Thank you, Brian. On a year-over-year basis, the improvement in our gross margin primarily stems from the ongoing optimization of our revenue structure. Notably, the contribution from commission-based and value-added services to total revenue continues to rise, and these two segments tend to have a much higher gross margin compared to that of the freight brokerage business, driving the improvement in the company's overall gross margin. In the second quarter, after excluding the impact of the freight brokerage business, the approximate gross margin increased to 85.6% compared with 84.4% in the same period last year. On a quarter-over-quarter basis, the change in gross margin is mainly impacted by the timing difference in tax rebates due to the and due to variations in the processing time of tax procedures and different tax rebate policies in various regions. This factor could lead to short-term fluctuations in the gross margin. However, it is important to clarify that the timing difference in tax rebate does not affect the company's overall profitability. It simply causes slight variations in the gross margin within a certain timeframe.

Brian Gong, Analyst

Thank you. That's very helpful.

Operator, Operator

Thank you. And our next question comes from Jiulu Li with CICC. Please go ahead.

Jiulu Li, Analyst

Thank you for taking my question. I would like to ask about the recent announcement from several freight platform companies regarding the reduction of maximum commission fees or membership fees for businesses. What is your opinion on the potential impact of this announcement? Thank you.

Simon Cai, Chief Financial Officer

Thank you. Throughout our whole operational history, we have maintained a very prudent approach and attitude towards commission rates. Our current commission rate is still low and far from reaching any limits. The recent regulatory guidelines issued by authorities like Ministry of Transportation can be seen as more of a positive development for our platform instead of suppressing commission fees. These regulations are intended to encourage platforms to adopt a more transparent and reasonable practice in their commission structures. We welcome these regulatory measures and view them as a positive step towards providing a stable and sustainable operating environment, enabling us to operate with greater confidence in the future. In regard to our business, the recent adjustments to the maximum commission fee has not had a negative impact on the platform. For instance, the upper limit of commission for our entrusted shipment model has been lowered by roughly 10% from the original RMB199 per order, yet it still remains significantly higher than the actual average commission per order we charge at the moment. In the future, we will introduce various types of products and value-added services for shippers, thereby diversifying our revenue streams. We believe that by optimizing fee composition and expanding service offerings, the platform economy will embrace more opportunities as well as creating more room for growth. Additionally, our ecosystem and strategic positioning in the industry provide us with inherent competitive advantages. We'll continue to strengthen the development of our ecosystem, introduce innovative services and solutions to bring greater value to our users, and this approach will further drive the development and advancement of the freight transportation industry as a whole.

Operator, Operator

Thank you. And ladies and gentlemen, that concludes the question-and-answer session. I'd like to turn the conference back over to Mao Mao for any closing remarks.

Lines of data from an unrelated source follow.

PR #560, opened 2023-05-24
[ZEND-528] "cmake" addition to required deps

titusen:
CMake is now required to build the project

### DIFF
--- a/doc/dependencies.md
+++ b/doc/dependencies.md
@@ -16,3 +16,4 @@ These are the dependencies needed to build Zen on Linux.
 | [Libtool](https://www.gnu.org/software/libtool/) | [2.4.6] |
 | [pkg-config](https://www.freedesktop.org/wiki/Software/pkg-config/) | [0.29.2] |
 | [hexdump](https://www.kernel.org/pub/linux/utils/util-linux/) | [2.37.2] |
+| [cmake](https://cmake.org/download/) | [3.16.3] |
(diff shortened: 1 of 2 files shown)


drgora (changes requested):
Thanks for the PR. The suggested changes are ok for me, but I believe we should also update the table in `doc/dependencies.md`, and add `cmake` there.

doc/dependencies.md
```diff
@@ -16,3 +16,4 @@ These are the dependencies needed to build Zen on Linux.
 | [Libtool](https://www.gnu.org/software/libtool/) | [2.4.6] |
 | [pkg-config](https://www.freedesktop.org/wiki/Software/pkg-config/) | [0.29.2] |
 | [hexdump](https://www.kernel.org/pub/linux/utils/util-linux/) | [2.37.2] |
+| [cmake](https://cmake.org/download/) | [3.22.1] |
```
a-petrini: If this does not cause any issue or breaks any dependency build, I would lower the version requirement for CMake, as `apt` package manager on Ubuntu Focal by default installs version 3.16.3 (see https://packages.ubuntu.com/focal/devel/cmake). Thanks!

a-petrini (changes requested):

doc/dependencies.md
titusen: Done

drgora (approved):
Looks good to me, thanks

JackPiri (approved):
The PR is fine to me.
Thanks

a-petrini (approved):

ptagl (approved):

Mao Mao, Head of Investor Relations

Thank you, operator, and thank you, everyone, for joining us today. If you have any further questions, please feel free to contact us at Full Truck Alliance directly or TPG Investor Relations. Our contact information for IR in both China and U.S. can be found in today's press release. Have a great day.

Operator, Operator

Thank you. Ladies and gentlemen, this concludes today's conference call. You may now disconnect your lines, and have a wonderful day.